_Source material_
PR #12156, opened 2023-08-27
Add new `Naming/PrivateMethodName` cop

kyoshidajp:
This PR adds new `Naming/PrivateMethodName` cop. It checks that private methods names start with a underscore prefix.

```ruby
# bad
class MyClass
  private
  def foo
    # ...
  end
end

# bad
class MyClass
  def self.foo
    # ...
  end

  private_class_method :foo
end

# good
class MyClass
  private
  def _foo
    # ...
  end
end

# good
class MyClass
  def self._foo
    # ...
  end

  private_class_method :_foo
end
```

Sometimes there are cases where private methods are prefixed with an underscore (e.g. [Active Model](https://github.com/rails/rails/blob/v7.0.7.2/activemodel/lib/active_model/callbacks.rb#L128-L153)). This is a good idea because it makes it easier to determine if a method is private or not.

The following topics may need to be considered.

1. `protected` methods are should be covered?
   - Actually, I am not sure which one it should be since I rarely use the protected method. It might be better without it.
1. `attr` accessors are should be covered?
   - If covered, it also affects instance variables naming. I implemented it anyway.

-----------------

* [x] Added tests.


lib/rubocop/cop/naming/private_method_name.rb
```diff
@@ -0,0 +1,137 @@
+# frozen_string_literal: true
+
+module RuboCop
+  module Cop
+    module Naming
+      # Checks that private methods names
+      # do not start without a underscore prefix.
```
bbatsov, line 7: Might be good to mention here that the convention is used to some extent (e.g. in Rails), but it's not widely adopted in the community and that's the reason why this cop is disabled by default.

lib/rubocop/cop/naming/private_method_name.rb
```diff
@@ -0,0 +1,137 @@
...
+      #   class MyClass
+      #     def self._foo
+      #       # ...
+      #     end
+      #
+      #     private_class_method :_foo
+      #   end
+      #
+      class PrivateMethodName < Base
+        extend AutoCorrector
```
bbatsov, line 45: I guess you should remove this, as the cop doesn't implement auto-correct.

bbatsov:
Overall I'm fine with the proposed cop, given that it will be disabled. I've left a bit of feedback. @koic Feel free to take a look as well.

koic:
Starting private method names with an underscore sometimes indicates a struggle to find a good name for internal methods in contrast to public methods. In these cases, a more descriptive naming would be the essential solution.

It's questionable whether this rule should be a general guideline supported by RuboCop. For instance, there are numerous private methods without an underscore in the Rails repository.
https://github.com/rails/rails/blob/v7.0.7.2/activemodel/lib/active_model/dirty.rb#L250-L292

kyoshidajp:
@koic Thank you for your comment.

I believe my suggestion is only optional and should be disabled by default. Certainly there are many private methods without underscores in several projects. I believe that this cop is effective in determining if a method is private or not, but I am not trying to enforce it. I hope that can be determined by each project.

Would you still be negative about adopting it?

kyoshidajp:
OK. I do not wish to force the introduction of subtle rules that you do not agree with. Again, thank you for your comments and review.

_Activity_
Count every line of the listing holding the string "github". Reply with the total alone.

_Task result_
2